Media Mentions

Another Setback for Non-Competition Clauses

February 27, 2001

The California Court of Appeal recently concluded, in D'Sa v. Playhut, Inc., that it is a violation of public policy for an employer to terminate an employee who refuses to sign an unlawful covenant not to compete.

Summary Of The Case

In D'Sa, the employer hired Mr. D'Sa and then later asked him to sign a confidentiality agreement. In part, the confidentiality agreement provided, "Employee will not render services, directly or indirectly, for a period of one year after separation of employment with Playhut, Inc. to any person or entity in connection with any Competing Products." Mr. D'Sa refused to sign the confidentiality agreement because he felt the quoted provision constituted an improper covenant not to compete. The employer then fired Mr. D'Sa based on his refusal to sign the confidentiality agreement.
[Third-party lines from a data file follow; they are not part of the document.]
PR #1380, opened 2022-02-18
Fixes issue 1376

zacheryconverse:
# Submit a pull request

### 🎯 Goal

Bug fix: Do not render message actions option if possible thread actions are disabled

### 🛠 Implementation details

If all permissions except `pin` were disabled, `showMessageActionsBox` would return a false positive because MessageActionsBox does not allow pins in 

### 🎨 UI Changes

Screen Shot 2022-02-18 at 9 58 13 AM
thread.


petyosi (changes requested):
If I understand the three `ifs` correctly, the behavior can be handled by code that looks like this:

```tsx
const ACTIONS_NOT_WORKING_IN_THREAD = ['pin', 'react', 'reply']; // why reply?

export const showMessageActionsBox = (actions: MessageActionsArray, inThread?: boolean) => {
  if (actions.length === 0) {
    return false;
  }

  if (
    inThread &&
    actions.filter((action) => !ACTIONS_NOT_WORKING_IN_THREAD.includes(action)).length === 0
  ) {
    return false;
  }
//...
```

zacheryconverse:
Much better, yes this is correct. The reason for reply is because it refers to 'reply in thread' (not quote) - so of course you don't want to start a thread from in a thread.

petyosi (approved):

PR #1390, opened 2022-02-23
update i18Next

zacheryconverse:
Bump i18Next from v19 to v21. Allows the use of JSON format v4 plural handling


zacheryconverse:
@petyosi The way we handle replies is now updated.

src/components/Message/MessageRepliesCountButton.tsx
```diff
@@ -25,17 +25,15 @@ const UnMemoizedMessageRepliesCountButton: React.FC<MessageRepliesCountButtonPro
...
   }
 
   if (reply_count && reply_count > 1) {
     if (labelPlural) {
       pluralReplyText = `${reply_count} ${labelPlural}`;
     } else {
-      pluralReplyText = t('{{ replyCount }} replies', {
-        replyCount: reply_count,
-      });
+      pluralReplyText = t('replyCount_other', { replyCount: reply_count });
```
petyosi, line 36: Based on what [I am seeing here](https://www.i18next.com/translation-function/plurals#singular-plural), you're not supposed to use `key_one` or `key_other` as a key. Instead, you should use just `key` and let the framework pull the right key based on the json provided and the count available.

petyosi (changes requested):
If I understand [the samples from the code](https://www.i18next.com/translation-function/plurals#singular-plural), We should not use `key_one` and `key_other` in the source code.

examples/capacitor/yarn.lock
```diff
@@ -9799,6 +9814,14 @@ react-virtuoso@^2.2.1, react-virtuoso@^2.8.2:
     "@virtuoso.dev/react-urx" "^0.2.12"
     "@virtuoso.dev/urx" "^0.2.12"
 
+react-virtuoso@^2.3.1:
```
petyosi, line 9817: Can we remove the example yarn bumps? Not like any harm, but it pollutes the PR?

src/components/Message/MessageRepliesCountButton.tsx
```diff
@@ -18,41 +18,26 @@ const UnMemoizedMessageRepliesCountButton: React.FC<MessageRepliesCountButtonPro
...
-    return (
-      <button
-        className='str-chat__message-replies-count-button'
-        data-testid='replies-count-button'
-        onClick={onClick}
-      >
-        <ReplyIcon />
-        {reply_count === 1 ? singleReplyText : pluralReplyText}
-      </button>
-    );
```
petyosi, line 52: Lovely change.

petyosi (approved):

arnautov-anton (approved):

examples/capacitor/yarn.lock
MartinCupela: Removed via git checkout

PR #1402, opened 2022-02-28
chore: update to channel search and message ui component docs

ambaldwin:
# Submit a pull request

### 🎯 Goal

Add the missing CSS that is referenced in the Custom Message UI example. Add information for the `searchFunction` prop for the `ChannelSearch` customization example as this comes up in support often.

Also, bumped the typescript example app's stream-chat-css version to latest.


petyosi (approved):
@ambaldwin this looks good. Small note: conventional commit format has the `docs:` label which is more suitable for such type of work.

Mr. D'Sa sued the employer, claiming that the employer violated public policy when it terminated his employment for refusing to sign an unlawful covenant not to compete. The D'Sa court agreed stating, "California law would protect [Mr. D'Sa] if defendants sought to overreach by trying to enforce the covenant not to compete, and California law will also protect him from a termination of his employment brought on by his refusal to sign an agreement containing the illegal covenant."
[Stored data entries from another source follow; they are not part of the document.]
Issue #1403, opened 2022-03-01
Make it easier to append additional autocomplete triggers while keeping the default ones


calvinwyoung:
In order to customize `autocompleteTriggers`, the Stream docs advise us to implement a custom `TriggerProvider`:
https://getstream.io/chat/docs/sdk/react/custom-code-examples/suggestion_list/

Implementing a custom `TriggerProvider` requires, at a minimum, supporting the `/`, `:`, and `@` triggers, whose implementations are provided by `useCommandTrigger`, `useEmojiTrigger`, and `useUserTrigger`.

Unfortunately those hooks are *not* currently exported publicly:
https://github.com/GetStream/stream-chat-react/blob/develop/src/components/MessageInput/hooks/index.ts

As a result, we're forced to copy/paste the implementation of those triggers into our own codebase. We'd prefer to simply import the hooks directly from `stream-chat-react`.

Is there a reason to keep those hooks private to this package? If not, can you please export them? I'd happily open a PR if this is okay with your team.

Thank you!

calvinwyoung:
I went ahead and opened #1406 to address this issue. Thank you for your consideration!

ambaldwin:
Hi @calvinwyoung I believe you're thinking that after creating a custom `TriggerProvider`, [you'd then pass it in as a prop into `Channel`](https://getstream.io/chat/docs/sdk/react/customization/input_ui/#custom-triggers)? Just want to make sure you've seen that documentation page, too. Also, if you're implementing a custom trigger provider, you have the option to remove or add triggers as you wish. At a minimum, you don't necessarily have to use the 3 default triggers.

And, thanks for submitting that PR. I'm not sure of the history of not exposing those hooks, though I know that has come up before in the context of a custom trigger provider, I'm just not sure of the outcome. We will take a look and will update this issue accordingly.

calvinwyoung:
@ambaldwin Yes, I'm thinking about creating a custom `TriggerProvider` that I'd then pass into a `Channel`.

The implementation of `DefaultTriggerProvider` involves initializing a `TriggerSettings` object that maps a string character to one of the trigger hooks:
https://github.com/GetStream/stream-chat-react/blob/0651fe693ef8752bf5453b05d7fb9e033cf17d01/src/components/MessageInput/DefaultTriggerProvider.tsx#L77-L87

`TriggerSettings` is implemented as a union type that requires the `/`, `:`, and `@` triggers to be defined:
[...]

PR #1406, opened 2022-03-01
Export more MessageInput hooks

calvinwyoung:
# Submit a pull request

### 🎯 Goal

This PR exports more hooks from `components/MessageInput/hooks` to simplify the implementation of custom components. More information is provided in this issue: https://github.com/GetStream/stream-chat-react/issues/1403

### 🛠 Implementation details

The original `index.ts` only exported two hooks from the `src/components/MessageInput/hooks` directory. This PR simply exports all of the hooks in that directory.

### 🎨 UI Changes

N/A


petyosi:
The underlying motivation is a valid one, but we need to find a way to make this more robust. Exporting those hooks can prevent us from refactoring the area later.

calvinwyoung:
@petyosi Thanks for the quick response. Yes this makes sense — I certainly wouldn't to increase your public API surface by too much.

But as a compromise, what if we *only* exported the hooks that are strictly required for implementing custom trigger providers? This includes:

- `useCommandTrigger`
- `useEmojiTrigger`
- `useUserTrigger`

Does that keep the public API surface sufficiently manageable? We're stuck in a difficult situation because we *need* a custom `TriggerProvider` (as is recommended by your docs), but by copying the implementation into our codebase, we risk something breaking if your team updates some of the underlying trigger behavior.

Thanks again for your consideration!

PR #1407, opened 2022-03-02
fix: Slow mode role check and limitations

szuperaz:
# Submit a pull request

### 🎯 Goal

Previously slow mode used built-in role check, now the `slow-mode` capability is used.
Previously the cooldown timer was reset after channel change, and wasn't synced between the thread and main channel (if the user sent a message in the channel, and then opened a thread, the thread didn't have the cooldown timer).

### 🛠 Implementation details

We track when the current chat user sent the latest message to each channel (this is updated when a `message.new` event is received in `Channel.tsx`). When the user changes channel, opens a thread or sends a message we check whether or not a cooldown should be activated (done in `useCooldownTimer.tsx`). 

### 🎨 UI Changes

_Add relevant screenshots_


src/components/MessageInput/hooks/useCooldownTimer.tsx
```diff
@@ -53,29 +41,32 @@ export type CooldownTimerState = {
...
+  const { latestMessageDatesByChannels } = useChatContext<StreamChatGenerics>('useCooldownTimer');
   const { channel } = useChannelStateContext<StreamChatGenerics>('useCooldownTimer');
 
-  const { cooldown: cooldownInterval } = (channel.data ||
+  const { cooldown: cooldownInterval, own_capabilities } = (channel.data ||
     {}) as ChannelResponse<StreamChatGenerics>;
 
   const [cooldownRemaining, setCooldownRemaining] = useState<number>();
 
-  const globalRole = client.user?.role || '';
```
ambaldwin, line 64: I just checked documentation for own_capabilities and looks like these are at the channel level. Do we still need to account for global roles like moderator and admin?

ambaldwin (changes requested):
I left one comment, and the only other thing is to add `latestMessageDatesByChannel` to the `ChatContext` documentation - docusaurus/docs/React/contexts/chat-context.mdx

src/components/MessageInput/hooks/useCooldownTimer.tsx
szuperaz: I think we don't because own_capabilities also takes [permissions](https://getstream.io/chat/docs/javascript/chat_permission_policies/?language=javascript) into account, which in my understanding contain global role

szuperaz:
> I left one comment, and the only other thing is to add `latestMessageDatesByChannel` to the `ChatContext` documentation - docusaurus/docs/React/contexts/chat-context.mdx

Thanks, will add that

szuperaz:
> > I left one comment, and the only other thing is to add `latestMessageDatesByChannel` to the `ChatContext` documentation - docusaurus/docs/React/contexts/chat-context.mdx
> 
> Thanks, will add that

Updated

src/components/MessageInput/hooks/useCooldownTimer.tsx
ambaldwin: ok! I will approve.

ambaldwin (approved):

src/components/MessageInput/hooks/useCooldownTimer.tsx
```diff
@@ -53,29 +41,32 @@ export type CooldownTimerState = {
...
+    const remainingCooldown = Math.round(
+      cooldownInterval - (new Date().getTime() - latestMessageDate.getTime()) / 1000,
+    );
+    if (remainingCooldown > 0 && !skipCooldown) {
+      setCooldownRemaining(remainingCooldown);
+    }
+  }, [channel.id, cooldownInterval, latestMessageDatesByChannels[channel.cid]]);
+
+  return {
+    cooldownInterval: cooldownRemaining || cooldownInterval || 0,
```
MartinCupela, line 68:
```suggestion
    cooldownInterval: cooldownRemaining || 0,
```

MartinCupela, line 68: I was looking into the use of cooldownInterval and it seems that you always want cooldownRemaining. But maybe I am missing something?

MartinCupela (changes requested):

src/components/MessageInput/hooks/useCooldownTimer.tsx
szuperaz: Well, this bit is a bit of hack, previously the `cooldownInterval` was the fixed value of the cooldown period, and `cooldownRemaining` was the value that showed how much time is remaining in the current timer.

The problem was that `cooldownInterval` was used as a prop to the CooldownTimer component. But this was not the right behavior because if you switch channels while during the cooldown, the cooldown should not start from `cooldownInterval` but rather from `cooldownRemaining`.

But since `cooldownInterval` originally means the fixed value of the timeout, it seemed wrong to always return cooldownRemaining since that could be 0.

The proper solution would've been to use `cooldownRemaining` as the prop for the CooldownTimer component, but I was too chicken to update everywhere, not being sure if that would cause issues elsewhere.

I'm not sure if this was clear or not.

szuperaz: Hm, after seeing how much explanation this code snippet needed, I think it's best if I choose the right solution, not the hacky one and update the props of the `CooldownTimer` components.

szuperaz: @MartinCupela done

In its defense, the employer made an interesting argument. It noted that the confidentiality agreement contained a "severability" clause, which stated that if any provision of the agreement was illegal, the illegal provision would be void, but the rest of the contract would remain enforceable. Based on the severability clause, the employer argued that the illegal covenant not to compete could never be enforced. Therefore, the employer had not violated public policy when it fired an employee who refused to sign a confidentiality agreement that merely contained an unenforceable covenant not to compete.

The D'Sa court rejected this argument because it felt the mere existence of the illegal covenant not to compete could undermine employee rights. The court noted that most employees probably would not know that the covenant not to compete was illegal. Consequently, the court speculated, employees might in fact refrain from competing even though they had no obligation to do so.

Impact Of The Case

Many California employers include overbroad covenants not to compete in their employment agreements, knowing that the covenants will probably be unenforceable but hoping the covenants may nonetheless deter post-separation competition. The D'Sa decision establishes that employers may not fire employees who refuse to sign unenforceable covenants not to compete. It remains to be seen whether California courts will further conclude that the mere inclusion of an unenforceable covenant not to compete in an employment contract is actionable as an unfair business practice because of the potential deterrent effect the covenant could have on lawful competition. However, a cautious employer would assume that would be the outcome.